The coronavirus pandemic and the associated long waiting times for shipping containers, as well as fast changes in consumer preferences upon the loosening of preventative measures, followed by the breakout of war, extreme fuel price hike, and transformation of international business relationships—that’s just a brief list of the factors that contributed to many issues.
Delays in deliveries the likes of which we haven’t dealt with before and the resulting alarming goods shortages affecting essentially all economic segments, quickly followed by full warehouses and extreme surpluses, may seem as mutually unrelated and hard-to-solve complications. In fact, they’re closely connected and can be largely eliminated by handling existing stock more effectively.
Until the coronavirus pandemic, to supply their stores, retailers used traditional ordering systems predicting demand based on its past development. Although this method didn’t prevent deadstock, it wasn’t an existential issue to retailers either—until the pandemic came. People were forced to adapt their lifestyle to the current situation, significantly altering their way of life as well as their needs and demand.
It’s 2020. Customers are purchasing remote work tools, making their homes cosier, and paying attention to healthy eating. To retailers’ surprise, home fitness equipment, food supplements, tracksuits, and room accessories have become scarce goods. Retailers are placing orders for large quantities of these goods but many factories have suspended production and deliveries are delayed by several months.
Full warehouses, clearance sales, sales decline
After more than a year of restrictive measures, conditions are starting to improve. Life is starting to return to its pre-pandemic condition, with people happy to come back to work and renewing their social contacts or gym memberships. “After months of waiting, retailers receive the goods they ordered—but now people are looking for evening clothes and perfumes. The ordered goods where huge funds are bound don’t sell; instead they accumulate in warehouses and take up the space needed for the items which are currently in demand,” explained Roland Džogan, Ydistri’s CEO and co-founder.

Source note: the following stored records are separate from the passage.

PR #4428, opened 2017-02-08
X7 switch warning, take 2

3djc:
Using arrow a bit like x9, while keeping X7 menu behaviour.

ENT on a switch enables or disable that switch check (when anble, and arrow or - is played, when disabled, a blank space)

Long ENT while anywhere in that line stores the positions


radio/src/gui/128x64/model_setup.cpp
```diff
@@ -499,7 +504,7 @@ void menuModelSetup(event_t event)
         }
 
         LcdFlags line = attr;
-
+#if !defined(PCBX7)
```
bsongis: Perhaps avoid the negative tests: here PCBX7 code could go first!

bsongis:
Just cosmetics, thanks!

PR #4432, opened 2017-02-09
Horus : limit model bitmaps filemane to 6 chars

### LINKED ISSUE #4415: RC10 N362: It does not accept any file with more than 6 letters in the name.
I put my custom WAV files. If larger than 6 letter name than it does not appear in the track list.

With the JPG's if the file is with larger than 6 letters in the name, it is visible you can select it as model icon but then it does not load and the model stays with no image. 

Once I renamed the files to 6 letter names then no problem. Sounds load, jpgs are visible.

3djc:
Limit filename to 6 as sdcardfilelist controls size without extension (and size with ext was sent).

This closes #4415

### DIFF
--- a/radio/src/sdcard.h
+++ b/radio/src/sdcard.h
@@ -69,7 +69,7 @@ const char RADIO_SETTINGS_PATH[] = RADIO_PATH "/radio.bin";
 
 #if defined(PCBHORUS)
 #define BITMAPS_EXT         BMP_EXT JPG_EXT PNG_EXT
-#define BITMAPS_EXT_LEN     4
+#define LEN_BITMAPS_EXT     4
 #else
 #define BITMAPS_EXT         BMP_EXT
 #endif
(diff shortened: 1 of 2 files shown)


radio/src/sdcard.h
```diff
@@ -69,6 +69,7 @@ const char RADIO_SETTINGS_PATH[] = RADIO_PATH "/radio.bin";
 
 #if defined(PCBHORUS)
 #define BITMAPS_EXT         BMP_EXT JPG_EXT PNG_EXT
+#define BITMAPS_EXT_LEN     4
```
kilrah: Maybe LEN_BITMAPS_EXT for consistency with other similar defs

kilrah:
Interesting, was sure that was OK but obviously not!

tubeme:
So what is the problem with longer file names??

We are back in the era of MSDOS with this... Even there we had 8 letters...

PR #4440, opened 2017-02-11
Prevent Lua from allocating all heap memory (Horus)

### LINKED ISSUE #4284: Prevent Lua from allocating all heap memory

projectkk2glider:
Lua bitmap functions cleanup and docs update
Added x or y < 0 check to drawBitmap()

Closes #4284

### DIFF
--- a/radio/src/gui/480x272/bitmapbuffer.h
+++ b/radio/src/gui/480x272/bitmapbuffer.h
@@ -255,9 +255,9 @@ class BitmapBuffer: public BitmapBufferBase<uint16_t>
     template<class T>
     void drawBitmap(coord_t x, coord_t y, const T * bmp, coord_t srcx=0, coord_t srcy=0, coord_t w=0, coord_t h=0, float scale=0)
     {
-      if (!data || !bmp || x >= width || y >= height)
+      if (!data || !bmp || x < 0 || x >= width || y < 0 || y >= height)
         return;
-  
+
       coord_t srcw = bmp->getWidth();
       coord_t srch = bmp->getHeight();
 
--- a/radio/src/lua/api_lcd.cpp
+++ b/radio/src/lua/api_lcd.cpp
@@ -468,7 +468,7 @@ static int luaLcdDrawBitmap(lua_State *L)
     unsigned int y = luaL_checkunsigned(L, 3);
     unsigned int scale = luaL_optunsigned(L, 4, 0);
     if (scale) {
-      lcd->drawBitmap(x, y, b, 0, 0, 0, 0, scale/100.0);
+      lcd->drawBitmap(x, y, b, 0, 0, 0, 0, scale/100.0f);
     }
     else {
       lcd->drawBitmap(x, y, b);
--- a/radio/src/lua/api_lcd.cpp
+++ b/radio/src/lua/api_lcd.cpp
@@ -325,9 +325,18 @@ static int luaLcdDrawSource(lua_State *L)
 /*luadoc
 @function Bitmap.open(name)
 
-Loads a bitmap in memory, for later use with lcd.drawBitmap()
+Loads a bitmap in memory, for later use with lcd.drawBitmap(). Bitmaps should be loaded only
+once, returned object should be stored and used for drawing. If loading fails for whatever
+reason the resulting bitmap object will have width and height set to zero.
+
+Bitmap loading can fail if:
+ * File is not found or contains invalid image
+ * System is low on memory
+ * Combined memory usage of all Lua script bitmaps exceeds certain value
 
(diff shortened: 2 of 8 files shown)


radio/src/gui/480x272/bitmapbuffer.h
```diff
@@ -255,9 +255,9 @@ class BitmapBuffer: public BitmapBufferBase<uint16_t>
     template<class T>
     void drawBitmap(coord_t x, coord_t y, const T * bmp, coord_t srcx=0, coord_t srcy=0, coord_t w=0, coord_t h=0, float scale=0)
     {
-      if (!data || !bmp || x >= width || y >= height)
+      if (!data || !bmp || x < 0 || x >= width || y < 0 || y >= height)
```
projectkk2glider: `coord_t` is signed!

radio/src/lua/api_lcd.cpp
```diff
@@ -392,11 +411,18 @@ static int luaGetBitmapSize(lua_State * L)
 
 static int luaDestroyBitmap(lua_State * L)
 {
-  BitmapBuffer * ptr = checkBitmap(L, 1);
-  uint32_t size = ptr->getDataSize();
-  TRACE("luaDestroyBitmap: %p (%u)", ptr, size);
-  if (luaExtraMemoryUsage > size) luaExtraMemoryUsage -= size;
-  delete ptr;
+  BitmapBuffer * b = checkBitmap(L, 1);
+  if (b) {
```
projectkk2glider: `b` can be NULL

radio/src/lua/api_lcd.cpp
```diff
@@ -434,15 +461,19 @@ Displays a bitmap at (x,y)
...
-  unsigned scale = luaL_optunsigned(L, 4, 0);
+  const BitmapBuffer * b = checkBitmap(L, 1);
 
-  if (bitmap) {
-    lcd->drawBitmap(x, y, bitmap, 0, 0, 0, 0, (float) scale/100);
+  if (b) {
+    unsigned int x = luaL_checkunsigned(L, 2);
+    unsigned int y = luaL_checkunsigned(L, 3);
+    unsigned int scale = luaL_optunsigned(L, 4, 0);
+    if (scale) {
```
projectkk2glider: Small optimization if `scale == 0`, one less floating point division

radio/src/lua/interface.cpp
```diff
@@ -954,6 +954,27 @@ bool luaTask(event_t evt, uint8_t scriptType, bool allowLcdUsage)
...
 
+void checkLuaMemoryUsage()
+{
+#if (LUA_MEM_MAX > 0)
+  uint32_t totalMemUsed = luaGetMemUsed(lsScripts);
+#if defined(COLORLCD)
+  totalMemUsed += luaGetMemUsed(lsWidgets);
+  totalMemUsed += luaExtraMemoryUsage;
+#endif
+  if (totalMemUsed > LUA_MEM_MAX) {
```
projectkk2glider: Did not come up with smarter solution, so in this case both Lua states are disabled.

radio/src/lua/api_lcd.cpp
```diff
@@ -434,15 +461,19 @@ Displays a bitmap at (x,y)
...
+      lcd->drawBitmap(x, y, b, 0, 0, 0, 0, scale/100.0);
```
mpaperno: `100.0f` maybe?  Don't mean to pick on small stuff, PR looks great.

projectkk2glider: No, no, pick away. This is why we have these reviews. Good catch.

radio/src/lua/api_lcd.cpp
mpaperno: 👍   Assuming valid pointers seems to be a somewhat common issue in the code.

bsongis:
Thanks!

Issue #5434, opened 2017-11-27
Feature Request: Custom Splash Screen for Horus X10


trojanGoat:
I don't see options for using custom splash screens for Horus X10 when powering up the radio.

https://imgur.com/a/vJYeH

raphaelcoeffic:
Yep, I'd really prefer to have custom splash images being just stored on the SD card, so the process is way easier:
- no need to patch the firmware on the fly
- automatically there when flashing a new version.

commonspace:
Bump. 
Is this feature going to be added?

3djc:
Will be in 2.2.2

R3M1X972:
Hi guys, anyone got news on this feature ? I still can see the "edit splash screen" button when connecting my Horus X12S to Companion 2.2.2 freshly updated, but the button is grey and can't be used, any ideas ?

3djc:
maybe you could read 2.2.2 release notes

raphaelcoeffic:
@R3M1X972 you can now select a splash screen directly in the SD explorer. Just click on a PNG image, and it will appear in the context menu.

R3M1X972:
@raphaelcoeffic & @3djc : thanks guys. However I did created a splash.png and placed it in the SD as suggested in release notes (/IMAGES/splash.png). I can see the file displaying when navigating through the menu but for some reason it doesn't shows up on Horus start (OpenTx screen is still showing up instead)... did I miss something again ?

raphaelcoeffic:
@R3M1X972 you are using 2.2.2, right?

R3M1X972:
@raphaelcoeffic yes, indeed, I'm on 2.2.2. could png image size be the solution?

kilrah:
It must be the the right size for the screen or smaller.

raphaelcoeffic:
@kilrah in fact no, it will work with bigger images, will just get cropped.

R3M1X972:
Dammit, I'm sure i'm missing something but can't figure what it is. Created the splash.png in 3 different sizes and placed it subsequently in the above mentionned folder, but still I'm getting the "opentx" logo when powering up the Horus :-/ 
Should you have any idea it'll be really appreciated ! 👍

raphaelcoeffic:
@R3M1X972 could you please come to our chat (chat.open-tx.org) and post me your image?

R3M1X972:
[...]

PR #5463, opened 2017-12-04
allow splash image to be loaded from SD on Horus

raphaelcoeffic:
This basically implements issue #5434 as described. The image `/IMAGES/splash.png` is loaded from the SD card while booting and used as a splash image. If the image is not present, nothing changes and the splash image embedded in the firmware is used.

Things tested:
- no file: nothing happens (default is loaded: it's optional after all).
- wrong file (some text inside): nothing happens (default is loaded).
- big file (640x480): picture is probably cropped, because I see the background.

While testing, I did not notice any usual delay compared to the normal splash image.

The splash screen can be modified by using the new menu item "Splash screen" in the SD card manager. That will copy the file to `/IMAGES/splash.png`, thus overwriting any existing file with the same name.


Barbaryann:
It is only working on the next 2.2.2 version ?
On the 2.2.1 we can't change the slpash screen on our X10 ?

raphaelcoeffic:
@Barbaryann exactly. If you want it earlier, you'll have to merge/compile yourself.

Barbaryann:
Thanks but i don't really know how to do that, I can wait some week to have a nice Splash screen.
Thanks

radio/src/gui/480x272/splash.cpp
```diff
@@ -19,13 +19,36 @@
...
+
 void drawSplash()
 {
-  lcd->clear();
-  lcd->drawBitmap((LCD_W-BMP_SPLASH.getWidth())/2, (LCD_H-BMP_SPLASH.getHeight())/2, &BMP_SPLASH);
+    static bool     loadImgFromSD  = true;
+    static BitmapBuffer* splashImg = NULL;
+
+    if (loadImgFromSD && splashImg == NULL) {
+        bool sd_mounted = sdMounted();
```
bsongis, line 33: is it possible to go there? if yes would you add a comment?

raphaelcoeffic: It definitely is, that's what happens the very first time the splash function is called. The goal is to execute this code only once, whether it failed or not, we should not re-try later.

raphaelcoeffic: But normally, the SD card should be unmounted when splash() is called the first time. So basically the case where the SD is already mounted is only handled here as a safeguard.

trojanGoat:
Hey Guys, 

This is only cosmetic improvements, but it would be very cool to be able to use a .gif file for the splash screen.  

Actually if you guys are interested, I can volunteer my time and make a 3d animated/rendered splash screen for open tx.  Here's a little example of what I made for our group.  https://www.youtube.com/watch?v=s06MtPKOwKc

sly1231:
_The splash screen can be modified by using the new menu item "Splash screen" in the SD card manager. That will copy the file to /IMAGES/splash.png, thus overwriting any existing file with the same name._


Where does one find ""Splash screen" in the SD card manager"

kilrah:
In yet unreleased version 2.2.2

PR #5465, opened 2017-12-04
Add sane defaults for X10/X12. Also set battery warnings when creatin…

schwabe:
…g general settings in simulator/companion


raphaelcoeffic:
Looks good to me, but I didn’t test though.

schwabe:
I tested X12 and X10 in simulator and that looks fine.

PR #5471, opened 2017-12-06
Show multi failsafe to x7 UI

### LINKED ISSUE #5470: No option for setting failsafe for Multi AFDS2A on 2.2.1 rc1
On Companion and QX7 there is no option to set failsafe values on Multi AFDS2A. The settings only show on the internal module.

multi

2.1.1 rc1 Feature

Multi: allow syncing multi output with Multimodule radio frames (reduces latency) and allow setting failsafe for AFDS2A, requires experimental Multi code

3djc:
This fixes #5470

### DIFF
--- a/radio/src/gui/128x64/model_setup.cpp
+++ b/radio/src/gui/128x64/model_setup.cpp
@@ -1059,7 +1059,7 @@ void menuModelSetup(event_t event)
       case ITEM_MODEL_EXTERNAL_MODULE_FAILSAFE: {
         uint8_t moduleIdx = CURRENT_MODULE_EDITED(k);
         ModuleData &moduleData = g_model.moduleData[moduleIdx];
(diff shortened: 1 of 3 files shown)


radio/src/gui/128x64/model_setup.cpp
```diff
@@ -1059,7 +1059,7 @@ void menuModelSetup(event_t event)
       case ITEM_MODEL_EXTERNAL_MODULE_FAILSAFE: {
         uint8_t moduleIdx = CURRENT_MODULE_EDITED(k);
         ModuleData &moduleData = g_model.moduleData[moduleIdx];
-        if (IS_MODULE_PXX(moduleIdx)) {
+        if (IS_MODULE_PXX(moduleIdx) || IS_MODULE_MULTIMODULE(moduleIdx)) {
```
schwabe: I think we should get rid of this if completely. Other ui (horus, x9) also don't have an if here

PR #5473, opened 2017-12-07
added support for min/max contrast to eeprom interface and use it

### LINKED ISSUE #5468: Limit contrast value in Companion
Companion 2.2.1N453 / Taranis X7

After converting my eeprom from my Sky9X radio to my new X7radio, i transfered it and get a blank screen after the splash, making the radio unusable.

I realised that it was due to the contrast value imported from the profile of my Sky9x radio (Which is set to "38", and the limit on the X7 is "30")

I don't know if a limit on the Companion field or a security on the firmware (when reading the eeprom value) could avoid that.
Now i know that situation i can correct it quickly, but it take time to understand what's happening the first time.

image

raphaelcoeffic:
fixes #5468

### DIFF
--- a/companion/src/firmwares/opentx/opentxinterface.cpp
+++ b/companion/src/firmwares/opentx/opentxinterface.cpp
@@ -543,6 +543,13 @@ int OpenTxFirmware::getCapability(::Capability capability)
         return 0;
     case MaxVolume:
       return (IS_ARM(board) ? 23 : 7);
+    case MaxContrast:
+      if (IS_TARANIS_X7(board)) return 30;
+      return 45;
+    case MinContrast:
+      if (IS_TARANIS_X7(board)) return 10;
+      if (IS_TARANIS(board)) return 0;
+      return 10;
     case HasSoundMixer:
       return (IS_ARM(board) ? 1 : 0);
     case ExtraInputs:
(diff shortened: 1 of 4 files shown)


companion/src/firmwares/opentx/opentxinterface.cpp
```diff
@@ -543,6 +543,13 @@ int OpenTxFirmware::getCapability(::Capability capability)
         return 0;
     case MaxVolume:
       return (IS_ARM(board) ? 23 : 7);
+    case MaxContrast:
+      if (IS_TARANIS_X7(board)) return 30;
```
mpaperno: Line break after `if` please (also below).

companion/src/radiodata.cpp
```diff
@@ -212,6 +212,16 @@ void GeneralSettings::convert(Board::Type before, Board::Type after)
       memcpy(switchName[5], switchName[7], sizeof(switchName[5]));
     }
   }
+
+  if (IS_TARANIS(after)) {
+      unsigned int min_contrast = getCurrentFirmware()->getCapability(MinContrast);
```
mpaperno: Wrong indents in this block, 4 spaces instead of 2.  Also doubled in the `if/else` just below.

companion/src/firmwares/opentx/opentxinterface.cpp
bsongis: why? the `return 45;` does the job

bsongis (commented):
Cosmetics issue as @mpaperno says

bsongis:
Thanks!

PR #5477, opened 2017-12-07
[Companion] Fix GVar min corrupted when upgrading from firmware <= v217

### LINKED ISSUE #5466: 2.2.1 RC1: GV 'min' property corrupted during conversion from 2.1.9 to 2.2.1
Just noticed a couple of GV related issues, after converting an eeprom image from 2.1 to 2.2.1 using 2.2.1 RC1. The eeprom targets the X9D.

Steps to reproduce:
1. Download .eepe file [from here](https://www.dropbox.com/s/tfs867jop4r36m5/GV_Bug_21.bin?dl=0)
2. Open .eepe file into Companion 2.1.9 with X9D profile. Note the GV values.
3. Open .eepe file, this time in Companion 2.2.1 RC1 also with X9D profile. Eeprom appears to convert okay, but GV definitions are corrupted, with min set to +1024.

Also SF1, SF2 and SF3 fail to update the GVs correctly as the source channels change. This is easiest to see with GV9: it should track the TrmR (rudder trim) value, instead the value jumps to 1024 immediately the flight mode is changed (GV9 is configured as 'own value' in each flight mode).

mpaperno:
Fixes #5466

### DIFF
--- a/companion/src/firmwares/opentx/opentxeeprom.cpp
+++ b/companion/src/firmwares/opentx/opentxeeprom.cpp
@@ -3227,15 +3227,16 @@ OpenTxModelData::OpenTxModelData(ModelData & modelData, Board::Type board, unsig
     for (int i=0; i<MAX_GVARS(board, version); i++) {
       if (version >= 218) {
         internalField.Append(new ZCharField<3>(this, modelData.gvarData[i].name, "GVar name"));
-        internalField.Append(new SignedField<12>(this, modelData.gvarData[i].min));
-        internalField.Append(new SignedField<12>(this, modelData.gvarData[i].max));
+        internalField.Append(new UnsignedField<12>(this, (unsigned &)modelData.gvarData[i].min));
+        internalField.Append(new UnsignedField<12>(this, (unsigned &)modelData.gvarData[i].max));
         internalField.Append(new BoolField<1>(this, modelData.gvarData[i].popup));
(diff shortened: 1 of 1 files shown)


companion/src/firmwares/opentx/opentxeeprom.cpp
```diff
@@ -3227,15 +3227,16 @@ OpenTxModelData::OpenTxModelData(ModelData & modelData, Board::Type board, unsig
...
+        internalField.Append(new UnsignedField<12>(this, (unsigned &)modelData.gvarData[i].max));
         internalField.Append(new BoolField<1>(this, modelData.gvarData[i].popup));
         internalField.Append(new UnsignedField<1>(this, modelData.gvarData[i].prec));
         internalField.Append(new UnsignedField<2>(this, modelData.gvarData[i].unit));
         internalField.Append(new SpareBitsField<4>(this));
       }
       else {
-        internalField.Append(new ZCharField<6>(this, modelData.gvarData[i].name, "GVar name"));
+        internalField.Append(new ZCharField<3>(this, modelData.gvarData[i].name, "GVar name"));
+        internalField.Append(new SpareBitsField<3*8>(this));
```
bsongis, line 3239: Perhaps a SpareBytesField<N> later ...

bsongis:
Thanks!

PR #5406, opened 2017-11-22
Bsongis/r9 m fixes

bsongis:

PR #5479, opened 2017-12-08
[Companion][R9M] Adjust for R9M changes

mpaperno:
Allow module type selection; 
Adjust UI to better match radio; 
Improve model printer details. 

Related to #5406, based on (and PR target): https://github.com/opentx/opentx/tree/bsongis/R9M_fixes

A new PR could be done against `2.2` instead, there are no changes on radio side or in the import/export, it is GUI-only.


bsongis:
Thanks!

PR #5485, opened 2017-12-08
Updated Wizard

LapinFou:
- Reduced name of mixers to 6 characters.
- Added license GPLv2 header.
- Renamed some mixes in order to keep the same naming convention between all radios.


3djc:
I will merge this just before next RC, as this requires sdcard version increment (and it is better if we group it, shall something else need one too (nothing on the radar requiring it so far, but who knows whats to come !))

PR #5487, opened 2017-12-08
Better support for R9M EU

3djc:
IMPORTANT : this make former BINDING_OPTIONS part of basic OpenTx

- R9M Eu option are choosen aftezr pushing bind

image

When internal module is not off

image


geofrancis:
is there a eu version or does the r9m do both 868 and 900?

kilrah:
It does one or the other based on what firmware is loaded onto the module/receiver.

PR #5493, opened 2017-12-10
[Companion] Adjust X10/S hardware options to match radio (no L1/L2/JSx/JSy)

### LINKED ISSUE #5488: [X10] LS & RS controls mismatch between Companion and firmware
On my X10 I assigned the RS for volume control. After reading the TX settings to Companion the parameter for volume control was not transferred.
image

I tested it also the other way. If the parameter is set to RS in companion volume control works on the TX (after writing settings to the TX), but in reverse (down make it louder).
Nevertheless, the Parameter-field for volume on the TX is empty. After re-assign RS the volume control works as expected (RS up for volume up).

OTX-file for reference:
[FrSky X10.zip](https://github.com/opentx/opentx/files/1544627/FrSky.X10.zip)

mpaperno:
Removes L1/L2/JSx/JSy as possible inputs on X10, including in radio HW and calibration settings.

Fixes #5488  (tested only in sim)

Does not deal with any conversion issues.  Especially the "silent" conversion between X10 and X12, which is not currently detected at all.

When going from X12 to X10, L1/L2 become LS/RS, and vice-versa when going the other way (same issue with any X9E/X12 <-> X9D/X10 conversion).

### DIFF
--- a/companion/src/boards.cpp
+++ b/companion/src/boards.cpp
@@ -172,37 +172,29 @@ const int Boards::getCapability(Board::Type board, Board::Capability capability)
   switch (capability) {
     case Sticks:
       return 4;
+
     case Pots:
-      if (IS_HORUS(board))
-        return 3;
-      else if (IS_TARANIS_X7(board))
+      if (IS_TARANIS_X7(board))
         return 2;
       else if (IS_TARANIS_X9E(board))
         return 4;
-      else if (IS_TARANIS(board))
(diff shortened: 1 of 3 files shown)


raphaelcoeffic:
@mpaperno Thx! Works for me on the X10.

bsongis:
We are missing a FourCC, I forgot it!

PR #5496, opened 2017-12-10
Fix problem with multi  frsky fallback

schwabe:


radio/src/telemetry/multi.cpp
```diff
@@ -416,14 +422,35 @@ void processMultiTelemetryData(const uint8_t data)
       processMultiTelemetryByte(data);
       break;
 
+    case MultiStatusOrFrskyData:
+      // Check len byte if it makes sense for multi
+      if (data >= 5 && data <= 10) {
+        multiTelemetryBufferState = ReceivingMultiStatus;
+        telemetryRxBufferCount = 0;
+      } else
```
bsongis: code style!

bsongis:
I am rather reticent for 2.2.1, what is the issue?

schwabe:
When multi code is compiled with multi status (officially more for erksy9x and er9x than opentx), the current code switches to frsky when it sees a 0x7e and never switches back to multi telemetry. 

It is not important for 2.2.1 as users can always also compile their modules with MULTI_TELEMETRY which works fine.

bsongis:
ok I will merge it just after 2.2.1 is released then

bsongis:
Time to merge this one as 2.2.1 is out

PR #5497, opened 2017-12-10
[X10] Accept old OTX_FOURCC for X12 as valid when reading data.

mpaperno:
Due to new OTX_FOURCC for X10 in RC2, existing X10 data is being detected as incompatible.


mpaperno:
Alternate, more verbose version which doesn't abuse O9X_FOURCC:  https://github.com/opentx/opentx/commit/8ca34850954ae347c43d04f7121190d290ad1d38

3djc (commented):
Maybe instead of only allowing it, we should also change the fourcc to genuine x10 ?

bsongis:
oops, my mistake when copy / pasting the hex value!

PR #6586, opened 2019-07-24
CZ translations -radio

mhotar:


radio/util/translate.py
```diff
@@ -18,7 +18,9 @@
                        ('\\207', u'š'),
                        ('\\207', u'Š'),
                        ('\\210', u'ú'),
+                       ('\\210', u'Ú'),
                        ('\\211', u'ů'),
+                       ('\\211', u'Ů'),
```
kilrah, line 23: These are not in the font!

mhotar: Right, but for monoscreens they are translated to lower case characters now. See the same code for both "ú" and "Ú"

kilrah: Ah yes, OK...

bsongis:
Thanks!

PR #6591, opened 2019-07-28
Flighmode needs switch conversion too

### LINKED ISSUE #6590: X-Lite conversion from 2.2.4N706 to 2.3.0N54 changed setup
FYI

Yesterday I tested an upgrade from 2.2.4N706 to the 2.3.0N54.
Upon startup the X-Lite started to convert the setup.
I then noticed that of at least my default model the setup has changed.

The flight modes were assigned totally different switches than on the original model.
I have not investigated other changes yet.

Please close this ticket if conversion errors should be expected at this stage of development.
I will close this ticket if there is no further interest.

I have an otx of before and after the conversion.
I can post those upon request.

2 2 4N706
2 3 0N54

3djc:
This fixes #6590


bsongis:
Thanks!

PR #6616, opened 2019-08-12
Allow rxnum > max models

### LINKED ISSUE #6608: Companion 2.3.0N59 / X9 Lite Receiver No >61
Bug in Companion 2.3.0N59 and before

for a model internal Radio system, one can chose a receiver No. up to 63

up to 61 everything is fine. if one choses 62 or 63 as a receiver No., Companion crashes when closing the modell edit window.

if the modification is done in the radio, The radio binds the receiver fine, but when reading the modells from the radio via USB, companion crashes.

took me a while to find out, I have 2 identical x9-Lite, one was always good and the other unreadable. duplicating the good one to the bad one solved the problem, until I changed back the receiver No. to 62.
repeated this 4 times until I found the Bug.
changing back the receiver No. to 61 or below fixes every thing

Hope this is clear enough
and Thanks for the Work
Lucifer

2x X9-Lite
1x X9D first version (800 mAh)
1x X9D second version (2000 mAh)
1x X9E

3djc:
This fixes #6608

@elecpower : I have remove this strange lines, could you have a look ? Do you recall their intended purposes ?

### DIFF
--- a/companion/src/modelslist.cpp
+++ b/companion/src/modelslist.cpp
@@ -726,17 +726,13 @@ void TreeModel::refresh()
         protocol = model.moduleData[j].protocol;
         // These are the only RXs that allow nominating RX # but changing RX or copying models can leave residual configuration which can cause issues
         // if (protocol == PULSES_PXX_XJT_X16 || protocol == PULSES_PXX_XJT_LR12 || protocol == PULSES_PXX_R9M || protocol == PULSES_DSMX || protocol == PULSES_MULTIMODULE) {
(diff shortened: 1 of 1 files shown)


bsongis:
Yes, the code removed seems very wrong:
- it mixes model index and RX Num
- it misses a protection against array overflow

bsongis (approved):

elecpower (commented):
@3djc purpose was to highlight module receiver # pointing to a none existent model but my error in the coding. Should have used an existing function or written something like isModelIdUnique which avoids array out of bounds and gets the logic correct.

3djc:
Thx @elecpower.

PR #6623, opened 2019-08-12
X10: fixed optional inputs

raphaelcoeffic:
~~`GMBL` & `GMBL` are still shown as `SI` and `SJ`, but I'm missing a good idea, as there is not enough space on the screen for more than 2 characters~~.

~~On the hardware page, there are shown as `GMBL` & `GMBL`~~.

The switches are now displayed as `SI` and `SJ` everywhere.


radio/src/gui/gui_common.cpp
```diff
@@ -180,7 +180,7 @@ bool isSourceAvailable(int source)
   }
 
 #if defined(PCBX10)
-  if ((source>=MIXSRC_S3 && source<=MIXSRC_S4) || (source>=MIXSRC_MOUSE1 && source<=MIXSRC_MOUSE2))
+  if (source>=MIXSRC_MOUSE1 && source<=MIXSRC_MOUSE2)
```
bsongis, line 183: cosmetics: spaces missing (as done below)

radio/src/storage/conversions/conversions_218_219.cpp
```diff
@@ -54,7 +54,7 @@ int convertSource_218_to_219(int source)
 #endif
 
 #if defined(PCBHORUS)
-  if (source >= MIXSRC_GMBL)
+  if (source >= MIXSRC_SI)
```
bsongis, line 57: Would you add a non regression test for X10 translations? As we did for X7 / X9D+ / X9E

bsongis: OK the non regression test is already there, perhaps even done by me, I cannot remember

Existing stock as a solution
It’s becoming evident that the existing ordering and prediction systems aren’t functional enough. Due to quickly changing demand, it’s almost impossible to make predictions based on prior sales, and as a result retailers are suffering substantial financial losses due to the wild fluctuations. But traditional ordering systems need not be dismissed. The solution might be to supplement them with an IRP—Intelligent Rebalancing Platform.
“In Ydistri we’ve developed our own platform, one based on easy-to-implement SaaS and able to work with an existing stock. Depending on current needs, we’re able to employ smart redistribution across the outlet chain and within weeks turn deadstock into healthy stock. The IRP can also help resolve shortages issues. Goods shortages don’t mean there are no goods available; in the overwhelming majority of cases they only signify that goods aren’t where they’re needed even though the retailer has them stored at a warehouse or outlet without being aware of it. With well-targeted redistribution the IRP can balance the stock out and largely prevent these enormous issues, brought about by the current situation,” concluded Roland Džogan.